孔浩思抬手一挥,声音陡然提高,清晰地传遍整个庭院。

“至于平阳侯府灭门一案,疑点重重,大理寺与七境司已经接手,正在彻查,至今尚未定论,何来陛下滥杀无辜之说?”

“陛下回京之时,遇见难民拦驾,非但没有追究,反而妥善安置。”

“关于难民与瘟疫,陛下遇难民拦驾,非但没有追究,反而当场下令扩建难民营,调拨药材粮食,派遣太医院御医坐镇。至于瘟疫,陛下已命太医院前往治理了,绝非‘天怒人怨’。”

孔浩思说的有理有理,一时间让众学子哑口无言。

“可……可满城都是这样的说法,难道大家都错了?”

青衫学子脸色一红,反驳道。

“众人皆醉我独醒,三人成虎,众口铄金罢了。”

“当年并肩王摄政时,曾亲自教导我等为政者,当以民心为本,以国事为重。”

“流言蜚语,不足为惧,唯有实事求是,方能安定天下。”

孔浩思目光扫过众学子,语气带着一丝深意。

“诸位同窗,你们可曾想过,为何这些流言偏偏在这个时候集中爆发?太后刚倒,北境未稳,瘟疫突生,这分明是有人刻意散布流言,煽动人心,意图扰乱朝局,颠覆大统!”

“我等身为国子监学子,当明辨是非,安抚民心,而非跟风起哄,成为他人手中的工具!若你们真的想为天下苍生着想,便应静心向学,日后入朝为官,辅佐陛下,共创太平盛世,而非在此散布谣言,诋毁君王!”

孔浩思的话条理清晰,论据充分,字字铿锵有力,如同惊雷般炸响在众学子耳边。庭院中一片寂静,学子们面面相觑,脸上满是羞愧与思索。
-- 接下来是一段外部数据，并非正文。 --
PR #12713, opened 2022-02-10
Fix string: Auto backup is no longer a reminder

Lineflyer:
## Description

AFAIR the automatic backup feature does no longer work with reminders on the dashboard but is just performed.
If this is correct, then there is a left over: Wrong caption of the corresponding setting, which is fixed with this PR.

## Related issues

None


Lineflyer:
@moving-bits Is my assumption above correct, then please merge.

moving-bits (approved):
Assumption is correct, thank for catching this glitch

PR #12715, opened 2022-02-12
change map labels (fix #12573)

### LINKED ISSUE #12573: Change text from "Live map" to "Map" in the bottom navigation

moving-bits:
## Description
As described in #12573:
- change bottom navigation label to "Map" (instead of "Live map") (same with shortcuts)
- change map title from "Map" and "Live map" to "Offline map" and "Live map"

image


main/res/values/strings.xml
```diff
@@ -349,7 +349,7 @@
 
     <!-- main screen -->
     <string name="home_button">Home</string>
-    <string name="live_map_button">Live map</string>
+    <string name="live_map_button">Map</string>
```
fm-sys, line 352: Maybe it's worth to use the already existing resource `R.string.map_map` so that we don't have to wait for translations... Cause it would be bad if the bottom navigation isn't localized for our release.

moving-bits: adapted PR accordingly

moving-bits: Me neither, just tried it out and found it working. Helps with having a consisting naming scheme of string resources, `xxx_button` in this case for all home screen buttons, without having to duplicate all texts. Don't know what this means to Crowdin, though - we'll probably just have to try it out...

fm-sys: > Don't know what this means to Crowdin, though - we'll probably just have to try it out...

That might indeed be problematic. Probably, we have to mark the string as non-translatable or translators will wonder how to translate that cryptic string. 😅

moving-bits: Not sure, what _that_ would mean to c:geo-internal resource handling for translations... 
I propose to merge this PR, and check Crowdin timely, so that we would have the chance to resolve any problems that may arise. Crowdin has quite some language knowledge, so I wouldn't wonder if it would detect this string as being a reference, and not offer it for translation.

Lineflyer: I will merge and check Crowdin in some minutes.
AFAIR I can also set a string to hidden manually on Crowdin as an easy solution.

fm-sys:
> FYI: Crowdin is not clever enough for this

Ok, what does this mean for us? Do we want to change the string (on `master`) to an actual string or do we just keep it like this?

fm-sys:
> > FYI: Crowdin is not clever enough for this
> 
> Ok, what does this mean for us? Do we want to change the string (on `master`) to an actual string or do we just keep it like this?

Ah, it's already discussed in  #12725 😅

PR #12717, opened 2022-02-12
move routing mode settings to routes/tracks quick menu (fix #12716)

### LINKED ISSUE #12716: Consolidate routing options into "Route/Track" quick menu
### Tell us your idea!

Currently some route-related options are still in the "old" map quick settings menu, whereas most route-related options are in the route/track quick settings menu:

image.image

"Set route as target" is actually in both menus...

- Move routing mode options to the Route/Track quick menu
- Remove routing mode options and "set route as target" options from map quick settings menu

### Is there an alternative?

leave it as is

### Additional Information

_No response_

moving-bits:
## Description
Moves "routing mode" settings from map quick settings menu to routes/tracks quick settings menu, and removes the duplicated "set route start as target" from map quick settings (as they are already present in routes/tracks quick settings).

image.image


ztNFny:
Noooo 😟

We have 2 very different routing things in cgeo: "ad hoc" draw-a-line to the selwcted cache (this) and "planned" for a while tour. Imho they shouldn't be mixed.

Lineflyer:
> We have 2 very different routing things in cgeo: "ad hoc" draw-a-line to the selwcted cache (this) and "planned" for a while tour. Imho they shouldn't be mixed.

I also thought about that while reading the PR.

On one hand its always to avoid to change the location of existing feature controls, on the other hand it would be really consistent to have all routing stuff on the routing icon.
I was already wondering why the "route" button shows up on a single cache map with routing line to the cache active, while it contains no related option. This PR would make it fit.

I am a bit undecided right now...

ztNFny:
> I was already wondering why the "route" button shows up on a single cache map with routing line to the cache active,

Thats a quite recent change and in its current form a bug imo. Either that should be fixed or this PR merged (but im against the later)

moving-bits:
> > I was already wondering why the "route" button shows up on a single cache map with routing line to the cache active,
> 
> Thats a quite recent change and in its current form a bug imo.

That's for the "clear manual targets" as requested in #12701

moving-bits:
> We have 2 very different routing things in cgeo: "ad hoc" draw-a-line to the selwcted cache (this) and "planned" for a while tour. Imho they shouldn't be mixed.

Routing mode setting affects both, so there's no clear distinction by this. IMHO having all routing related options in the same quick button menu is more consistent.

moving-bits:
How to proceed here? 
Consolidate all routing options into the routing quick menu, or leave routing mode settings in map quick settings dialog? 

Let's use our voting system:
- use 👍 for merging this PR, consolidating all routing related options into the routing quick settings (right icon)
- use 👎 for not merging, keeping routing mode settings in the map quick settings (left icon)

ztNFny:
> use 👎 for not merging, keeping routing mode settings in the map quick settings (left icon)

That would should also mean "dont show the routing float button if the routing stuff isn't used", ie we have to find a solution for the "clear target" thing.

moving-bits:
> > use 👎 for not merging, keeping routing mode settings in the map quick settings (left icon)
> 
> That would should also mean "dont show the routing float button if the routing stuff isn't used", ie we have to find a solution for the "clear target" thing.

Not necessarily, but let's do this step by step, depending on the votes let's see what the consequences are/could be.

bekuno:
I would like to have a single place for routing.
But - in the screenshot above, I cannot find the distinction between automatic route and planned route.
How does the "Routing mode" there affect the both modi?
How can I easily deactivate the automatic route but set the routing mode for the automatic route?

moving-bits:
> in the screenshot above, I cannot find the distinction between automatic route and planned route. How does the "Routing mode" there affect the both modi?

Routing mode affects the calculated route, e. g. if you select "walk" you may get a route including small footpaths, whereas when you select "car" you will get a route only including ways suitable for cars. This applies to both routes from current location to a cache/waypoint (I guess that's what you are meaning by "automatic route") as well as planned routes.

> How can I easily deactivate the automatic route but set the routing mode for the automatic route?

Use the "clear manual targets" button from the route quick settings dialog.

moving-bits:
@cgeo/team: Somehow this issue seems to have slipped through. I would really like to get your feedback on this.

For those that have not voted yet, please do so in https://github.com/cgeo/cgeo/pull/12717#issuecomment-1046091513.

For those that have downvoted, I would like to get your feedback on why you downvoted - what is triggering your vote, and what should be changed in your opinion.

Thanks.

Lineflyer:
I mainly downvoted, because its a user-affecting change without functional need.
- Users will potentially not easily find the new spot 
- User guide needs change
- A high percentage of users might not use advanced routing but only the target line, thus they do not need the rest of this bottom sheet (despite that already the "clear manual targets" has been moved there

On the other hand I understand the background of cleaning up and having it at the right place. But do not underestimate, that things will get more complicate for users and not all users are such "tech safe".

ztNFny:
> what is triggering your vote, and what should be changed in your opinion.

I only use the target line, none of the "routing" functionality. In terms of UI I think it's a bad decision if it's moved to the new dialog I get a) an additional floating button on the map (that I think is quite bad in terms of UI, but 2 of them is worse than one) and b) a quite complex dialog (counting 10 buttons in there, before the addition of route mode) to access a simple setting.
And in general terms, imho the settings don't belong so clearly together: "We have 2 very different routing things in cgeo: "ad hoc" draw-a-line to the selected cache (this) and "planned" for a while tour. Imho they shouldn't be mixed." - Yes, when using the advanced routing stuff then route mode fits right in there, but when only using the draw-a-line mode it doesn't have any relation to the other routing settings in there.

moving-bits:
In today's dev meeting we found no clear preference when considering both above mentioned opinions and those from today's participants, so we decided to postpone this PR, and put it on the agenda for the next dev call. Therefore setting "WIP" label for now.

moving-bits:
Seems we have no clear opinion in favor of this PR as well as no real complaints about the current implementation, so let's close this PR.

PR #12719, opened 2022-02-12
fix #12718: dont cut off var tab buttons

### LINKED ISSUE #12718: [Variables] Buttons are cut off
### Describe your problem!

A picture tells more than thousand words :) 

Screenshot_20220212_101712_cgeo geocaching

### How to reproduce?

Use a small screen or large font size... 

Buttons are cut off. 

The buttons should be ordered dynamically. This can easily be done with a AndroidX `CoordinatorLayout`. 

### Reproducible

Yes

### c:geo Version

NB2022.02.12

### System information

_No response_

### Additional Information

_No response_

eddiemuc:
fix #12718: dont cut off var tab buttons

### DIFF
--- a/main/res/layout/cachedetail_variables_page.xml
+++ b/main/res/layout/cachedetail_variables_page.xml
@@ -26,15 +26,16 @@
             android:text="@string/variables_titletext"
             />
 
-        <LinearLayout
+        <com.google.android.material.chip.ChipGroup
             android:layout_width="fill_parent"
             android:layout_height="wrap_content"
-            android:orientation="horizontal">
+            android:orientation="horizontal"
+            android:layout_marginHorizontal="4sp">
 
             <Button
                 android:id="@+id/variables_add"
                 style="@style/button"
-                android:layout_margin="6dp"
+                android:layout_margin="3dp"
                 android:minWidth="2dp"
                 app:icon="@drawable/ic_menu_add" />
             <Button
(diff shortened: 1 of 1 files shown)


eddiemuc:
> Why not put everything in one `ChipGroup` instead of two? Would save some screen space when thinking about larger devices (e.g. tablets) 

I wanted to separate the "add" actions from the "other" actions. If you don't think this is meaningful (?) then one chipgroup would be enough indeed. What do you think?

fm-sys:
Hm... As all buttons are related to adding/deleting variables I guess this separation is IMHO not really necessary.

This is how it looks when I turn my mobile to landscape: I feel like the space could be used better ;-) 

Screenshot_20220212_151837_cgeo geocaching_copy_585x270

eddiemuc:
OK, PR was changed to one ChipGroup only. Looks now like this in portrait:

image

And like this in landscape:

image

fm-sys:
The margin looks quite large currently. If we reduce it a bit, all buttons will probably fit into one line. But this is device specific anyway...

moving-bits:
Funny that it uses different horizontal spacing between the buttons (see first line vs. second line in portrait mode). Any way to influence this?

eddiemuc:
> Funny that it uses different horizontal spacing between the buttons (see first line vs. second line in portrait mode). Any way to influence this?

Your're right, margin definition is different for the delete button than for all others. I will fix this

eddiemuc:
> The margin looks quite large currently. If we reduce it a bit, all buttons will probably fit into one line. But this is device specific anyway...

margin is set to 6dp right now. Changing it to 3dp gives us this:

image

刚才高呼的青衫学子脸色通红,低下头,再也说不出一句话。

“孔兄所言极是,是我等太过鲁莽,轻信了流言。”

“我等愿听孔兄教诲,静心向学,不再轻信谣言,不再跟风起哄。”

一名学子躬身行礼,语气诚恳。

“好。”

“诸位同窗,记住,无论何时,都要保持清醒的头脑,明辨是非,坚守本心。若有谁敢再散布流言,扰乱人心,便是与天下为敌,与并肩王的教诲为敌,我孔浩思第一个不饶他!”

孔浩思点头,眼底闪过一丝不易察觉的精光。

众学子齐声应诺,庭院内再次恢复了往日的宁静。

孔浩思抬眸看向天空,不知道在想些什么。